Module structure

Models

  • mvdc_trajectory_driver.slx is the main model of this package and is therefore a good starting point to dive deeper into the package. It combines the different subcomponents to a single function used by the software.

  • mvdc_curvvel_tracking.slx collects the curvature and velocity control algorithms of the basic controller. Both utilize proportional feedback and a disturbance observer to add integral effect (optional) to control the low level vehicle dynamics.

  • mvdc_path_feedback.slx is the lateral feedback controller of the basic controller. It is based on a point-mass assumption and does not alter the speed profile. It does not respect the physical limits of the vehicle directly.

  • mvdc_mpc.slx is the main model for the Tube-MPC controller. It prepares the linearization for the OSQP solver, handles the interface to the OSQP solver and generates the control outputs.

  • mvdc_nmpc_acados.slx is the main model for the nonlinear MPC controller based on the embedded optimization library acados. It provides a controller based on a kinematic bicycle model as well as a nonlinear Pacejka tire model.

  • mvdc_path_matching.slx handles the path interface to the trajectory planner and provides the vehicle position in path coordinates (lateral distance and heading angle). This is used for all controllers.

Source

  • calcPathAx.m calculates the acceleration values corresponding to the given velocity profile for the feedforward control as an alternative to the provided one.

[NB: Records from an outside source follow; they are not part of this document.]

PR #1345, opened 2015-08-11
add yaml_db to the list of gems

MaximilianMeister:
* this is primarily needed to provide a rake task (db:data:dump)
  for the supportutils-plugin-suse-openstack-cloud but is also useful
  in general, as you can dump the crowbar database without having to
  specify the type of database (SQLite, MySQL, PostgreSQL etc...)

### DIFF
--- a/chef/cookbooks/crowbar/recipes/default.rb
+++ b/chef/cookbooks/crowbar/recipes/default.rb
@@ -78,6 +78,7 @@ when "suse"
     ruby2.1-rubygem-simple_navigation_renderers
     ruby2.1-rubygem-sqlite3
     ruby2.1-rubygem-syslogger
+    ruby2.1-rubygem-yaml_db
   )
   unless search(:node, "platform:windows").empty?
     pkglist.push "samba-client"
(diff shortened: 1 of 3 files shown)


MaximilianMeister:
this was the reason to include it
https://github.com/SUSE-Cloud/supportutils-plugin-suse-openstack-cloud/pull/42

MaximilianMeister:
is there still some cookbook/recipe where i need to install the package?

rsalevsky:
You need to add it to the packages and media.

MaximilianMeister:
@rsalevsky yes i know, this is done in parallel, but that was not my question. it was about cookbooks and package resources in the recipes

aspiers:
No, it should be a dependency of the crowbar package (not just the supportconfig plugin package since I guess other things could also use this rake task, e.g. the backup script).  Then it gets automatically installed when the admin node is installed.

aspiers:
+1

tboerger:
:+1:

dirkmueller:
+1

  • calcPathHeading.m calculates the path heading values corresponding to the given points for the feedforward control as an alternative to the provided one.

  • calcPathCurvature.m calculates the acceleration values corresponding to the given path for the feedforward control as an alternative to the provided one.

  • interp1_angle.m a custom interpolation function which applies correct arithmetics for angular interpolation between -pi and +pi

  • local_path_matching.m calculates the vehicle position in path coordinates and some other related useful values

  • learnSteeringCharacteristic.m adapts the under-/oversteering characteristic based on previous data.